# Low GH but High TDS?



## Simplicity (Sep 29, 2011)

Hi All,

I have set up a 45Gal CRS/TB tank with ADA Amazonia + Africana. It is running a UGF to Cannister and sponge filters. It will be for my TBs/CRS

Params are 0/0/10-20, ph < 6.0, kh 0, gh 2-3, TDS 190ppm!! (close 2-month cycle) USING RO WATER! NO FERTS ONLY MY MOSSES!

I have been trying to raise gH to 4-6 in my large tank but all I manage to do is BOOST MY TDS! Used a mix of Mosura Mineral Plus Ultra and Fluval Shrimp Mineralize. 

The more I dose the higher my TDS and my gH barley moves!!! 

Can my carbon pad in my Eheim be removing gH?? HERE IS THE KICKER!!!

My existing CRS/TB tank has 130ppm TDS and 4GH using the same products and RO water!! what gives!?? What is absorbing my gH!?


----------



## jczernia (Apr 16, 2010)

How long have you been cycling this tank?I had the same thing happened to my tank while cycling with new amazonia


----------



## Simplicity (Sep 29, 2011)

-7 weeks


----------



## Sugardaddy1979 (Jan 16, 2012)

I think Amazonia can strip gh right?


----------



## Simplicity (Sep 29, 2011)

I dont understand how can ADA New Amazonia strip gH? My other tank doesnt have any issues with the old ADA Amazonia II, it is close to 2 years now... 

What am I suppose to do!?? I cant put in TBs with 200ppm and 3gh ....


----------



## randyl (Feb 1, 2012)

These substrates do strip out GH when new. Most people don't notice it as much because they don't use a lot of it. IIRC, you use a lot of substrate in a big tank, it will be okay, just will take a bit longer.


----------



## mordalphus (Jun 23, 2010)

You should not have carbon in your filter. 

The tds is most likely nitrate build up from your cycling.


----------



## Simplicity (Sep 29, 2011)

mordalphus said:


> You should not have carbon in your filter.
> 
> The tds is most likely nitrate build up from your cycling.


I will do afew MASSIVE W/Cs tonight and remove the carbon. Hope for the best ........ (no livestock in it)

Get params down to 120-150ppm .... then will dose some Mosura Mineral Plus to boost to 4gH........... I hope..

Does this sound like a good plan??


----------



## sayurasem (Jun 17, 2011)

Are you mixing mosura mineral with fluval mineral for your water?


----------



## Simplicity (Sep 29, 2011)

sayurasem said:


> Are you mixing mosura mineral with fluval mineral for your water?

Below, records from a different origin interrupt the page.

PR #117, opened 2021-09-24
Add error handling to POAPI creation and display error with snackbar

joelhoisko:
## Summary

Handle PurchaseOrderAPI creation errors by displaying an error snackbar with the message from the HTTP response.

Preview (some of the HTTP responses are fixed in https://github.com/dolittle/platform-api/pull/34 as shown here):
image

### Added

- Error handling to POAPI creation view


Source/SelfService/Web/api/api.ts
```diff
@@ -156,9 +156,9 @@ export async function deleteMicroservice(applicationId: string, environment: str
     return result.status === 200;
 }
 
-export async function saveMicroservice(input: any): Promise<boolean> {
+export async function saveMicroservice(input: any): Promise<Response> {
```
jakhog, line 159: I think it would make a little sense do to more of the work here in checking that everything went okay.

What you could do is `await` the fetch call to get a response, then check that response if the `status code == 200`, and if not throw an error (could try to parse the body as json or just take the body text as the error).

If it was 200, then return the result after calling `.json()` on it, that would make this method return a nice result (seems like it is som actual good content there) or throw an error. What do you think?

Source/SelfService/Web/stores/microservice.ts
```diff
@@ -153,9 +153,9 @@ const saveMicroservice = async (kind: string, input: any): Promise<boolean> => {
             return Promise.resolve(false as boolean);
     }
 
-    if (!response) {
-        alert('Sad times');
-        return Promise.resolve(false);
+    const jsonResponse = await response.json();
```
jakhog, line 156: See my comment about doing this in the other function.

Source/SelfService/Web/stores/microservice.ts
```diff
@@ -153,9 +153,9 @@ const saveMicroservice = async (kind: string, input: any): Promise<boolean> => {
...
+    if (!response.ok) {
+        return Promise.reject(jsonResponse.message);
```
jakhog, line 158: I see that this was already done before you some places in this function, but since this function is `async` there is no need to wrap the return values in Promises, the compiler does that for you. For this code, the return type is actually a `Promise<Promise<any>>`.

jakhog (changes requested):
I have made some suggestions in comments.

Source/SelfService/Web/api/api.ts
joelhoisko: Changed it to throw an exception with the response message as the exception message

Source/SelfService/Web/stores/microservice.ts
joelhoisko: Removed the extra `Promise` stuff

Source/SelfService/Web/api/api.ts
```diff
@@ -168,8 +169,11 @@ export async function saveMicroservice(input: any): Promise<boolean> {
                 'content-type': 'application/json'
             }
         });
-    const jsonResult = await result.json();
-    return true;
+    const jsonResponse = await response.json();
```
freshteapot, line 172: It might be better to do this after the response.ok, as there is a chance there is no "json()".

Source/SelfService/Web/api/api.ts
```diff
@@ -156,9 +157,9 @@ export async function deleteMicroservice(applicationId: string, environment: str
     return result.status === 200;
 }
 
-export async function saveMicroservice(input: any): Promise<boolean> {
+export async function saveMicroservice(input: any): Promise<any> {
```
jakhog, line 160: Don't we have a type for the response in this case?

joelhoisko: There's no generic represenation of the returned data from platform-api. `MicroserviceSimple` with the `MicroserviceSimpleExtra` types are mostly there, but they don't have all of the properties that we get back for a POAPI creation, like `webhooks` or `writeTo`.

joelhoisko: I could make it into an `object` though

Source/SelfService/Web/api/api.ts
joelhoisko: I'll add a case for that within the `if (!response.ok)`. This case could happen if there is no body to parse into JSON so as to get the message from.

joelhoisko: Changed it now @freshteapot

Source/SelfService/Web/api/api.ts
joelhoisko: Also just as an observation, right now the response isn't being used for anything except showing the potential error message. It's just being passed through a few different functions until it lands in the original caller `_onSave` in `container.tsx` and it's just discarded.

jakhog: Ok, an object doesn't really help. I thought we had a matching TS declaration of the type - but then we can leave it for when we need the output later.

Source/SelfService/Web/stores/microservice.ts
```diff
@@ -132,7 +132,7 @@ export async function deleteMicroservice(
     return response;
 }
 
-const saveMicroservice = async (kind: string, input: any): Promise<boolean> => {
+const saveMicroservice = async (kind: string, input: any): Promise<any> => {
```
jakhog, line 135: If we don't use the actual data for anything, this should still be a boolean.

It feels a bit confusing if it returns either the data for a microservice, or false.

Source/SelfService/Web/stores/microservice.ts
```diff
@@ -153,11 +153,6 @@ const saveMicroservice = async (kind: string, input: any): Promise<boolean> => {
             return Promise.resolve(false as boolean);
```
jakhog, line 153:
```suggestion
            return false;
```

jakhog (changes requested):
Some responses in the comments, otherwise I think it would be easier to return true/false in the final evaluation if the saving worked (since we don't use the return data for anything). Let me know if that is confusing - I see how it could be based on my previous change request.

Source/SelfService/Web/stores/microservice.ts
joelhoisko: Changed it back to boolean, any potential errors are still handled through exceptions so that it bubbles up all the way to the frontend and snackbar. In the case of it returning `false` I made a basic snackbar error to appear.

jakhog:
@joelhoisko when testing this out locally I'm currently getting something that looks like this:
image

Is there something not merged into platform-api that causes it, or could it be a bug here?

jakhog:
Seems like the platform-api is returning a bit too much stuff:
image

jakhog (approved):
Hacking a little locally to fix the data returned from platform-api makes it look better. So these changes LGTM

Yes :s is that bad? I am mixing re-mineralization products.... :S

I also have about 30 Lbs of Aqua Soil and like 45L tank..


----------



## mordalphus (Jun 23, 2010)

Just take all of the water out of the aquarium, then refill with RO and remineralize until your GH is 5.

Doesnt matter what your tds is at that point, because that will be your clean water reading.


----------



## zdnet (Aug 13, 2010)

Simplicity said:


> Hi All,
> 
> I have set up a 45Gal CRS/TB tank with ADA Amazonia + Africana. It is running a UGF to Cannister and sponge filters. It will be for my TBs/CRS
> 
> ...


To keep TDS within control, you need to know the purity (or impurity) of what you are dosing. That will allow you to determine in advance how much "pollutants" you will be adding as you dose to maintain the required GH level.

To determine purity, get a reading of your RO water's TDS (the GH should be zero), dose Mosura Mineral Plus Ultra or Fluval Shrimp Mineral, then get a reading of the resulting TDS and GH. Purity is high when the ppm increase of TDS equals (or is very close) to that of GH.


----------



## Simplicity (Sep 29, 2011)

mordalphus said:


> Just take all of the water out of the aquarium, then refill with RO and remineralize until your GH is 5.
> 
> Doesnt matter what your tds is at that point, because that will be your clean water reading.


UGH.... I am preparing the 50G of RO water. Guessing its gonna take me a week to get enough RO water


----------



## mordalphus (Jun 23, 2010)

You could always buy the RO from the store if you don't want to wait.


----------



## Simplicity (Sep 29, 2011)

So I did a 75% water change with PURE RO (5ppm TDS). (sucked water from all over the tank)

My TDS went down to around 60ppm total. 

I removed my carbon from my Eheim aswell. I also added a Mineral Rock and sprinked some Mosura Mineral Powder (forgot name)

I dosed a someMosura Mineral Plus and bumped my TDS to 140-150ppm. Re-tested my gH and it is barely 3gh .....its still the same!! (I mean it might be 2gh or 3gH hard to tell)

Did a small test...
15L RO + Remineralize to 60ppm = 5gh! Why does my gH drop to 2-3 with 150ppm in the tank!!! 

VERY STRANGE! This my only issue before introducing my CRS. Anymore help would be great!


My next step is to dose more Mosura Mineral Plus Ultra and aim for 170ppm TDS and retest.. might hit 4gH.... which would be great


A theory someone on another forum said ADA Africana could be the cause for absorbing gH


----------



## mordalphus (Jun 23, 2010)

If it was your soil the tds would drop too. 

Some mineral products are just higher tds than others. Either way, 5 gh would never be 60 tds, the least it could be is 90 tds. Each degree of hardness is 17.9 ppm. 

Also you said you added a mineral stone and mineral powder, which both raise the tds but not the GH. 

Or maybe something is wrong with your GH test.


----------



## Simplicity (Sep 29, 2011)

mordalphus said:


> If it was your soil the tds would drop too.
> 
> Some mineral products are just higher tds than others. Either way, 5 gh would never be 60 tds, the least it could be is 90 tds. Each degree of hardness is 17.9 ppm.
> 
> ...


or my tds pen is broken :s


----------



## mordalphus (Jun 23, 2010)

Could be! Many possibilities, but I'm thinking it's a testing error, and not a big issue.


----------



## zdnet (Aug 13, 2010)

> tested purity of my ro
> 
> RO = 5-10ppm
> gh = 0
> ...


Starting with the RO water of 5-10 ppm, you remineralized to 60 ppm. That means the remineralization had added no more than 55 ppm.

Even with the most efficient GH booster, 55 ppm could not be more than 3 GH (1 GH is 17.9 ppm). And yet your GH result showed 4-5 GH. The GH result is incorrect.

Because your GH result for the above test is incorrect, the one for your tank water is likely incorrect as well.

Since you are trying to raise GH to a certain level, a correct GH result is very important. I would try the Nutrafin GH test kit - much easier to spot color change.




> or my tds pen is broken


Your TDS pen showed that your RO water was between 5-10 ppm, it is not that far off. More likely the problem is with your GH test kit.


----------